Collected data entries:
--------

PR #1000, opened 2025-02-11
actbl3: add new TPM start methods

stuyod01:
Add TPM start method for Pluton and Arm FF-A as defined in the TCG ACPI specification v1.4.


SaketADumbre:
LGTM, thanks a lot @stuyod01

--------

* What is needed
Go through the entries above and copy out every line that includes the word "start".

* Response to the exercise
actbl3: add new TPM start methods
Add TPM start method for Pluton and Arm FF-A as defined in the TCG ACPI specification v1.4.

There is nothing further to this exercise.